■ **Dataset items**
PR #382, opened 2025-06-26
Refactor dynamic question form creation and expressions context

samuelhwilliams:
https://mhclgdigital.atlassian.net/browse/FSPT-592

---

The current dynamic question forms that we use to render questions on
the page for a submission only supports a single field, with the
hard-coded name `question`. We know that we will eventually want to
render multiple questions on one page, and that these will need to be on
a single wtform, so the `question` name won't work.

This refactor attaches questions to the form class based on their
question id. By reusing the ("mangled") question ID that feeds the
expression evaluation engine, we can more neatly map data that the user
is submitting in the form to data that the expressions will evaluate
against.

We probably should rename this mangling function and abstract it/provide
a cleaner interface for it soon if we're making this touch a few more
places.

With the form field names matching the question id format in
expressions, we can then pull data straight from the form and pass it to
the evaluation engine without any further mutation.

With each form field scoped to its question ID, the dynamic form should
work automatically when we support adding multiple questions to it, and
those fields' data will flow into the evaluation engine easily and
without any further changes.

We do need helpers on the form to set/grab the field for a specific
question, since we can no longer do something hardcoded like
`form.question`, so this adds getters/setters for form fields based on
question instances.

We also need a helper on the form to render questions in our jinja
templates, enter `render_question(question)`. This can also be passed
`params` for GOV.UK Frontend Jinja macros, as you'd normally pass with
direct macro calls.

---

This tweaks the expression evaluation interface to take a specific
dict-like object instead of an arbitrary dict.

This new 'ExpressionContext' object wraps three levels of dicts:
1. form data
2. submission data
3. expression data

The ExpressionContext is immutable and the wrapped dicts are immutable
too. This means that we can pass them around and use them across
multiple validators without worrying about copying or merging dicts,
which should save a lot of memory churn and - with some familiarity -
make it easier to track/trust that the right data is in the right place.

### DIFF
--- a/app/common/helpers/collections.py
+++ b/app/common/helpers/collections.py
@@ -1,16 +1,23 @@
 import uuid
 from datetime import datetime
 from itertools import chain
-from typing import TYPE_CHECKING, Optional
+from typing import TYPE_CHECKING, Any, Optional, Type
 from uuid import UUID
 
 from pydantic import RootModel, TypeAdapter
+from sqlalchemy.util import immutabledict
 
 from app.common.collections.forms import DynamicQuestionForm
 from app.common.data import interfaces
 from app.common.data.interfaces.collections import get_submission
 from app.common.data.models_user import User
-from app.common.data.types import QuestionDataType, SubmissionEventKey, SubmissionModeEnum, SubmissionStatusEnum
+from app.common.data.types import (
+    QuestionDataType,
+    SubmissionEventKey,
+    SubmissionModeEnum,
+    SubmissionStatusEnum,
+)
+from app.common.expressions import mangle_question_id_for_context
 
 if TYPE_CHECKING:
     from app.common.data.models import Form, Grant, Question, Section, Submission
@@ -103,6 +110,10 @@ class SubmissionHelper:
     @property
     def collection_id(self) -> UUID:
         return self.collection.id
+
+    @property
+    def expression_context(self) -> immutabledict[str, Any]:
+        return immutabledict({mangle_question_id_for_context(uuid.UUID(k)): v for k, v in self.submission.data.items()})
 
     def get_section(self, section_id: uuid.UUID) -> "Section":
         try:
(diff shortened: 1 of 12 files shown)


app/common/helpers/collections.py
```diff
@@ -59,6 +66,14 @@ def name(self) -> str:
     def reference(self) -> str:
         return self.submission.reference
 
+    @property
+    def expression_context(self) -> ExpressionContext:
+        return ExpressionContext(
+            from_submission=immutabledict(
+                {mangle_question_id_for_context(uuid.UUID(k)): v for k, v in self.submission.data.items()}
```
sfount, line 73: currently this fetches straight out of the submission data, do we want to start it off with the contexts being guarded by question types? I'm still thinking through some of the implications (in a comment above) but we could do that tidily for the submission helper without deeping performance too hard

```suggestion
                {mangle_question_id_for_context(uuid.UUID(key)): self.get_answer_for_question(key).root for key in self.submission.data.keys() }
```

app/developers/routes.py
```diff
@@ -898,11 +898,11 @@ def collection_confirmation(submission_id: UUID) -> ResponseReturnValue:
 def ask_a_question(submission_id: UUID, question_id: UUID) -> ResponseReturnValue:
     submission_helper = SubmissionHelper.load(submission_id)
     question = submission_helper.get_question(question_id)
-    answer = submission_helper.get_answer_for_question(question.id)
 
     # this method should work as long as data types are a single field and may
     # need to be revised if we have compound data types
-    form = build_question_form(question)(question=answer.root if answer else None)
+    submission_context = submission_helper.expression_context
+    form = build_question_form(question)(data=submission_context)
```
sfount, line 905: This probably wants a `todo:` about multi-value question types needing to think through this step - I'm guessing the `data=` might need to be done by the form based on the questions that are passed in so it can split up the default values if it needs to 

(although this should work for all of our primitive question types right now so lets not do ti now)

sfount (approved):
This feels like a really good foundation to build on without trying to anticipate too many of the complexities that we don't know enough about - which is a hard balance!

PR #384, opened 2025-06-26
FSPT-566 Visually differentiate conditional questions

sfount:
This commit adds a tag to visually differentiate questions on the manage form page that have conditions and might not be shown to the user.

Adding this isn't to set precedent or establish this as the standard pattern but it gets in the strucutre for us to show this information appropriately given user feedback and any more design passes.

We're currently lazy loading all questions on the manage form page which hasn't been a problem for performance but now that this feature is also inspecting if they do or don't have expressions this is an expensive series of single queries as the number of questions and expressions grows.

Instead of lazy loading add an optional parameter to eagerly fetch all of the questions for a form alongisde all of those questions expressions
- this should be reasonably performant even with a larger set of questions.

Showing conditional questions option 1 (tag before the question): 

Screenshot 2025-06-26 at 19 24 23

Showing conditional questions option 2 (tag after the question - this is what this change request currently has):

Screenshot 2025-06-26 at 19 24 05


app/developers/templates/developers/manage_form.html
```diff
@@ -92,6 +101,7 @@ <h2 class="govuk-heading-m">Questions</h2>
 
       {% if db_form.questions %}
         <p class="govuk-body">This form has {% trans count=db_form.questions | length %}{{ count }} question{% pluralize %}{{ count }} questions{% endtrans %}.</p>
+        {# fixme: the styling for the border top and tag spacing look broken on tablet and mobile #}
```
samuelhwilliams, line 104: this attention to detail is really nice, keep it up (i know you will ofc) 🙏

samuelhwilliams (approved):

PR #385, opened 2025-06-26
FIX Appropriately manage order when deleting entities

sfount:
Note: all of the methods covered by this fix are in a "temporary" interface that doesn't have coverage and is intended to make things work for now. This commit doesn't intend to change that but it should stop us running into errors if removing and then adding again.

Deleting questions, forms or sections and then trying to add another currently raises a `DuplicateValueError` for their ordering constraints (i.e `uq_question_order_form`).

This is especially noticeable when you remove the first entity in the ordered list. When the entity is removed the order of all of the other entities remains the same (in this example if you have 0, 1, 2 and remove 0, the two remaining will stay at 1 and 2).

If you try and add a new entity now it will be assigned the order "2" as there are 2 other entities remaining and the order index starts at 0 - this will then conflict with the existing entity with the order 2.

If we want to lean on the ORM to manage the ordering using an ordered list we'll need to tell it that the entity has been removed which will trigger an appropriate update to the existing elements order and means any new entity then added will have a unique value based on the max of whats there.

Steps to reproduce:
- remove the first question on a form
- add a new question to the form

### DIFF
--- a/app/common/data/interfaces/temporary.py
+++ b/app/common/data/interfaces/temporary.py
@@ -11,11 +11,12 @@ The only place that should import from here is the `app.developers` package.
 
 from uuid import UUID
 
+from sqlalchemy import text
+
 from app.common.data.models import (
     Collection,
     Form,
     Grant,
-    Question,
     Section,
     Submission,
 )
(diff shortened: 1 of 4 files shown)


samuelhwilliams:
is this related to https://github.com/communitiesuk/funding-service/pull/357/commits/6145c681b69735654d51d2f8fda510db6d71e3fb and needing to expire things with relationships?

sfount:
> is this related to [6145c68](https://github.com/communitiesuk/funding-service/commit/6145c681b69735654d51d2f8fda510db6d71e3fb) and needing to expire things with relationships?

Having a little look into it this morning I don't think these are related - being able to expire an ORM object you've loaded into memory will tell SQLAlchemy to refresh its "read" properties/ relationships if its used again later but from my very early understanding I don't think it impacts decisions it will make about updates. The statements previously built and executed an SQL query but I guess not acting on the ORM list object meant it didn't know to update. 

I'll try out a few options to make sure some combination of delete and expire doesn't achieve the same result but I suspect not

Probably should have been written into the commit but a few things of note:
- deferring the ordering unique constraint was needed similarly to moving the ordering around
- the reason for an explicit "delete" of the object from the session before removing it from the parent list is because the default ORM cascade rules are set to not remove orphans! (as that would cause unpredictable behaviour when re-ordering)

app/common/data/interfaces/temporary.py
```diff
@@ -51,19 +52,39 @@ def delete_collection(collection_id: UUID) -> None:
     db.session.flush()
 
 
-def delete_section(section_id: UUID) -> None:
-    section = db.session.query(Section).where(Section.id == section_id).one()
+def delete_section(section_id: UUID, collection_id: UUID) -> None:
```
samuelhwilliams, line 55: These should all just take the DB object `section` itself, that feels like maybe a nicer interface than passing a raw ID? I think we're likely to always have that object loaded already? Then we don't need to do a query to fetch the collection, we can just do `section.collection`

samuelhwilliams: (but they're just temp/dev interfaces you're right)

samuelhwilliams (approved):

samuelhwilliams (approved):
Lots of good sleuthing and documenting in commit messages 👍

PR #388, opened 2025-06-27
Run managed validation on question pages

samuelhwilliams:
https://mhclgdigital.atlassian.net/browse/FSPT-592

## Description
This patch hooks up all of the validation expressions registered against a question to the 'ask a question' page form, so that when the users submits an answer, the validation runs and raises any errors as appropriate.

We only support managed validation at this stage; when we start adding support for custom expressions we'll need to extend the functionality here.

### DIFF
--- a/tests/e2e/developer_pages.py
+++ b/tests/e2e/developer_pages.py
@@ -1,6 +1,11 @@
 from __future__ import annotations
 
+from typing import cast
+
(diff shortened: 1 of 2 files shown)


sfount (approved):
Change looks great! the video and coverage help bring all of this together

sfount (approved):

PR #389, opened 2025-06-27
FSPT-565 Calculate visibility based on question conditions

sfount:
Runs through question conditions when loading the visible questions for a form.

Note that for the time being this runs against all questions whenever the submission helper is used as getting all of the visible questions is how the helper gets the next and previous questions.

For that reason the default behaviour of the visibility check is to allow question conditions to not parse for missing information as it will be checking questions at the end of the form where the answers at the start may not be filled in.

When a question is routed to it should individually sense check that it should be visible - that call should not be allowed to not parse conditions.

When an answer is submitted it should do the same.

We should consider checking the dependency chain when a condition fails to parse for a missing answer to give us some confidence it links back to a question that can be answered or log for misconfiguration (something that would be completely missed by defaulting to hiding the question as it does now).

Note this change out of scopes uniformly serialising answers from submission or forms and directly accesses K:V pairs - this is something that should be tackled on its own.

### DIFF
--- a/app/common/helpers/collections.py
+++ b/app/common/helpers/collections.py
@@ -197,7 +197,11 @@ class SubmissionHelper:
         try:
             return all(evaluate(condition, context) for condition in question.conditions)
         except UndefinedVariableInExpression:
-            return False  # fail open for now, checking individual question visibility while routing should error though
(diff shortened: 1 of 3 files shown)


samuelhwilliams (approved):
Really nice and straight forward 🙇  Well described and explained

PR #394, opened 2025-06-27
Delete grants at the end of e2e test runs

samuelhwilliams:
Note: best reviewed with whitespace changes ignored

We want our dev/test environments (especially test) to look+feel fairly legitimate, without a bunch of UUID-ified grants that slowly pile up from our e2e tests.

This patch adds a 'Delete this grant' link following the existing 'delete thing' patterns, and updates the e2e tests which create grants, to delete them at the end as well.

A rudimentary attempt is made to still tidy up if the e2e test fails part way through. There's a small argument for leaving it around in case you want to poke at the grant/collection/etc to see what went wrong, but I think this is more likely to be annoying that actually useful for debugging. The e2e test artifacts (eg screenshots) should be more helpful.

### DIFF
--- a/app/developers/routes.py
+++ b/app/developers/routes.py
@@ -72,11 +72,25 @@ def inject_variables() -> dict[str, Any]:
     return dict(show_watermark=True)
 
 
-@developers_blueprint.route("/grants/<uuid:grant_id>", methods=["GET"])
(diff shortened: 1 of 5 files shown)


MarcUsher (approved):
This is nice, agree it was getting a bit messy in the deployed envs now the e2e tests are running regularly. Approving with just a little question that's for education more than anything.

==

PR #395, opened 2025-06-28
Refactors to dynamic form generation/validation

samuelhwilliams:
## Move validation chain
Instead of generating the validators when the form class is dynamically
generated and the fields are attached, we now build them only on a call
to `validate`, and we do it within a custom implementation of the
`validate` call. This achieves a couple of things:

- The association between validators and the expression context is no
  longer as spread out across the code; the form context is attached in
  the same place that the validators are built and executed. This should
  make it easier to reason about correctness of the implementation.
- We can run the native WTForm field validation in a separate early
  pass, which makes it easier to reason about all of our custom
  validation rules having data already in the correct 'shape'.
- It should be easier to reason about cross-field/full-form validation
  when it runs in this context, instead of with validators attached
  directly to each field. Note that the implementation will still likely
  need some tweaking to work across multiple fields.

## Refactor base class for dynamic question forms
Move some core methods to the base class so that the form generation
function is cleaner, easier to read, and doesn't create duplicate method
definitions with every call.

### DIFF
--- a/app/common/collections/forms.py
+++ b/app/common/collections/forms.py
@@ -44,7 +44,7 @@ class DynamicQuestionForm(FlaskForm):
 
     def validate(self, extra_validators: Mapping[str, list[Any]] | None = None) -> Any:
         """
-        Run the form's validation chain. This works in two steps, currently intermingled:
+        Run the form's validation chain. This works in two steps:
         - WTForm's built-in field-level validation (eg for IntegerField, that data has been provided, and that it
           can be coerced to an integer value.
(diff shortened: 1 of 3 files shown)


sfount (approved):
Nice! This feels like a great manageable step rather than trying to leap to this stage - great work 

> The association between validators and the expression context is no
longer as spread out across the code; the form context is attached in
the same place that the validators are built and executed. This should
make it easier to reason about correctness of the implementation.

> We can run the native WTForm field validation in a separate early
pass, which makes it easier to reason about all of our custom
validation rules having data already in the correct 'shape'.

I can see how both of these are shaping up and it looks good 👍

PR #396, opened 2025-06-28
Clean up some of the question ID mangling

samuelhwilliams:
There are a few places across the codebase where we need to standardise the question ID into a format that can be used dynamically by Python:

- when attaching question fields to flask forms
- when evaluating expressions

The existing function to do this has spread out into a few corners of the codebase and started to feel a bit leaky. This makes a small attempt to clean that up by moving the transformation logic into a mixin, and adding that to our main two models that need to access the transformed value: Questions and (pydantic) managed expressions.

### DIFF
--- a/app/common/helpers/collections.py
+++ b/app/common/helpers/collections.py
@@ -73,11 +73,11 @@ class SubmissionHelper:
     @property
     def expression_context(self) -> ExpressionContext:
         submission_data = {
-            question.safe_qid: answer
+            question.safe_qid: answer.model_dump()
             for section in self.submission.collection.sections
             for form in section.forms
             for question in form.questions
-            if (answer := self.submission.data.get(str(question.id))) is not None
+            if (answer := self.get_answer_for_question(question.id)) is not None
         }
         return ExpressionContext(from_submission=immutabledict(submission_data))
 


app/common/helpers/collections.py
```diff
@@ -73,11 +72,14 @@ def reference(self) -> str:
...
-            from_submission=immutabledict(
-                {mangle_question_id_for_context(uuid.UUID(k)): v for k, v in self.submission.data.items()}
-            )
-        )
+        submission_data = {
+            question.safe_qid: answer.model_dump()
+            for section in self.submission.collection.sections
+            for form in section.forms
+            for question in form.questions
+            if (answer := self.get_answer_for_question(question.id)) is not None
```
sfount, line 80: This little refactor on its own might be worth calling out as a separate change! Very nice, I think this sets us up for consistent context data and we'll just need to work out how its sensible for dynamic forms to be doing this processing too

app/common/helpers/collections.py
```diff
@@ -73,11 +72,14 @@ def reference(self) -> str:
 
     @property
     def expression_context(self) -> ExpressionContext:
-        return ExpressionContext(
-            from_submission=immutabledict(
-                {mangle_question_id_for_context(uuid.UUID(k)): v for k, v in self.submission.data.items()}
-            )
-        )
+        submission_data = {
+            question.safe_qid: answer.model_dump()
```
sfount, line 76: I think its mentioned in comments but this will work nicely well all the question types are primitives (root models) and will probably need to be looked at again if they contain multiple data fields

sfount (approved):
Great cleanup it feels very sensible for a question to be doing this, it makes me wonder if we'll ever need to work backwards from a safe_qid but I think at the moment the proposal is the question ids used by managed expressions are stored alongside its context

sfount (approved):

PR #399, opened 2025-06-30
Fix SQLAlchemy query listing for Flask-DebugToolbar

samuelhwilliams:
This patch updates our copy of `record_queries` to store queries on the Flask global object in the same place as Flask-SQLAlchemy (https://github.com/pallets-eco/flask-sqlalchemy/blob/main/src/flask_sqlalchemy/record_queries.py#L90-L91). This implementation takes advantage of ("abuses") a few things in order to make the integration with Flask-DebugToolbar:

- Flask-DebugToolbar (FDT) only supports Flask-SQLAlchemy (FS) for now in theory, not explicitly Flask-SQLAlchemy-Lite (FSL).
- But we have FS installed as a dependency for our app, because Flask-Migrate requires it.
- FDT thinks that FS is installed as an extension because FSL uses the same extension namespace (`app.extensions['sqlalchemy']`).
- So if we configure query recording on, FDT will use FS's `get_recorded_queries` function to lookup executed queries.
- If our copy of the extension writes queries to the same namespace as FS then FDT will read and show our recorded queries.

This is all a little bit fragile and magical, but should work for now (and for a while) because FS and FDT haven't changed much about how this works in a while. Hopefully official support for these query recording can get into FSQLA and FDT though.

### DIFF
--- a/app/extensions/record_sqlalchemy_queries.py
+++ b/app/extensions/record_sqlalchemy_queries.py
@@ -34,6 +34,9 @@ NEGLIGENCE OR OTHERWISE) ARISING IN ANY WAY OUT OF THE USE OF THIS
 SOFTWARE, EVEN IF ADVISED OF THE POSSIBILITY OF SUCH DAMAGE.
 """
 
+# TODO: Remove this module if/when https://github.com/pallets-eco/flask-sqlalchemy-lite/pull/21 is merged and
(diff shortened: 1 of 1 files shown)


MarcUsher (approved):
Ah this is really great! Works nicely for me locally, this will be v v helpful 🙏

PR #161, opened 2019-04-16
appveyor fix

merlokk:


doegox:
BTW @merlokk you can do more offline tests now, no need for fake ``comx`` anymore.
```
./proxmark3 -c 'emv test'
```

--

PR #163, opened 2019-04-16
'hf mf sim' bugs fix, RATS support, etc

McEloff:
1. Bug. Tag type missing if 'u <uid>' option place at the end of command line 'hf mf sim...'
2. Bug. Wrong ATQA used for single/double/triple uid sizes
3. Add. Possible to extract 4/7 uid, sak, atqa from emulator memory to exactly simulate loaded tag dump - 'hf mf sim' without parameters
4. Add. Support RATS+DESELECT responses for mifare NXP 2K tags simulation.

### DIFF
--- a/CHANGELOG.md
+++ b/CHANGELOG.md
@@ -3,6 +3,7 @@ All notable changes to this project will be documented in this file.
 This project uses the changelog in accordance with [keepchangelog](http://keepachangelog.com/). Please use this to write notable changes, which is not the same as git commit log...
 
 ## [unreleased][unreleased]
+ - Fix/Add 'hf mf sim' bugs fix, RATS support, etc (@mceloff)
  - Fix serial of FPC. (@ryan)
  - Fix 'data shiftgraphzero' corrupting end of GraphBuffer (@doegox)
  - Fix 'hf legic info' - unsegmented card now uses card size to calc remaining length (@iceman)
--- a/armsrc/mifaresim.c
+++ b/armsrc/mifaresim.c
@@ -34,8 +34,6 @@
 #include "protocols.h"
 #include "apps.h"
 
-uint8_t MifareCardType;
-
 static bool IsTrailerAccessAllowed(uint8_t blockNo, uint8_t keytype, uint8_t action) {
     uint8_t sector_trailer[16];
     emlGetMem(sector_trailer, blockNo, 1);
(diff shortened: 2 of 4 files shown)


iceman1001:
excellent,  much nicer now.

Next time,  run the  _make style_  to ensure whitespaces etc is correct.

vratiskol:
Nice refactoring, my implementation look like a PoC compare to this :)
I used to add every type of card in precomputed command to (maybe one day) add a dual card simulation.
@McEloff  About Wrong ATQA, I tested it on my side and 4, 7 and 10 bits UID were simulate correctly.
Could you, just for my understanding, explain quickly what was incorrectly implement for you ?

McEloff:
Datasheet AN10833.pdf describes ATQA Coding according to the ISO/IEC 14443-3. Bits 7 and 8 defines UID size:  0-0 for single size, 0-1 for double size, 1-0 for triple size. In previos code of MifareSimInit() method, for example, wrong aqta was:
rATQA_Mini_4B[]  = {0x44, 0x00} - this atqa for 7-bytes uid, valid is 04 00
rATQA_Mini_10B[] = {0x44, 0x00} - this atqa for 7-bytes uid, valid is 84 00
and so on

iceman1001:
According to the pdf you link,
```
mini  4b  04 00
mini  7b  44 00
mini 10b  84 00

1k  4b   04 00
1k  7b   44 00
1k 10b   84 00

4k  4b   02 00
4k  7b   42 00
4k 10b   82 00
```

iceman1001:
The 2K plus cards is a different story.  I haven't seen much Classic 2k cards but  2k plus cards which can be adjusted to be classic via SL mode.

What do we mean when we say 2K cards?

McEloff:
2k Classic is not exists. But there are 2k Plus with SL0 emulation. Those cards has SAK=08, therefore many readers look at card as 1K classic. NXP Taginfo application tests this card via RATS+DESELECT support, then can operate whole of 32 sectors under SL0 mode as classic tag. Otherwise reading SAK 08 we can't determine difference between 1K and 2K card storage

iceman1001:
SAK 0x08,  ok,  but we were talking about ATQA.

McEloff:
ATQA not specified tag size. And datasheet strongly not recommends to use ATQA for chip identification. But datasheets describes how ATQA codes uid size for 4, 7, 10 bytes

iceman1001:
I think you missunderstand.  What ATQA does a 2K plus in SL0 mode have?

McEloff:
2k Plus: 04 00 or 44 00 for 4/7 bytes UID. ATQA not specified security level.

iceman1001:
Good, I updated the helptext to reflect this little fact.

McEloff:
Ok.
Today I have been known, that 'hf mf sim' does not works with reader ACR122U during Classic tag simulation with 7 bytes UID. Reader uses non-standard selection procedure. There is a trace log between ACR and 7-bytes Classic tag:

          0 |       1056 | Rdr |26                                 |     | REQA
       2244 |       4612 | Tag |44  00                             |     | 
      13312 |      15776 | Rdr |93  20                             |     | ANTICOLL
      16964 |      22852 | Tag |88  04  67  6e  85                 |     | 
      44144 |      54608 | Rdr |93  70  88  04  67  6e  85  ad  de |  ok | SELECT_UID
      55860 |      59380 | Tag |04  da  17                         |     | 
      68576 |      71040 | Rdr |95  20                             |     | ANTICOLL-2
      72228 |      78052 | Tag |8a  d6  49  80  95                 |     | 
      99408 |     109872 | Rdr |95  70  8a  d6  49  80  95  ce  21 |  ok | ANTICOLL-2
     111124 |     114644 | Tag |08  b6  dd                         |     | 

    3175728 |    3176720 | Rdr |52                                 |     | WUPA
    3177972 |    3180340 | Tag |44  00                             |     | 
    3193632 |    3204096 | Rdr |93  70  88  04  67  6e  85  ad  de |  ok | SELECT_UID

■ **TASK**
Please reproduce, exactly as they appear above, the lines from the line containing "2. Bug. Wrong" up to and including the line containing "- Fix serial of FPC. (@ryan)".

■ **RESULT FOR THIS TASK**
2. Bug. Wrong ATQA used for single/double/triple uid sizes
3. Add. Possible to extract 4/7 uid, sak, atqa from emulator memory to exactly simulate loaded tag dump - 'hf mf sim' without parameters
4. Add. Support RATS+DESELECT responses for mifare NXP 2K tags simulation.

### DIFF
--- a/CHANGELOG.md
+++ b/CHANGELOG.md
@@ -3,6 +3,7 @@ All notable changes to this project will be documented in this file.
 This project uses the changelog in accordance with [keepchangelog](http://keepachangelog.com/). Please use this to write notable changes, which is not the same as git commit log...
 
 ## [unreleased][unreleased]
+ - Fix/Add 'hf mf sim' bugs fix, RATS support, etc (@mceloff)
  - Fix serial of FPC. (@ryan)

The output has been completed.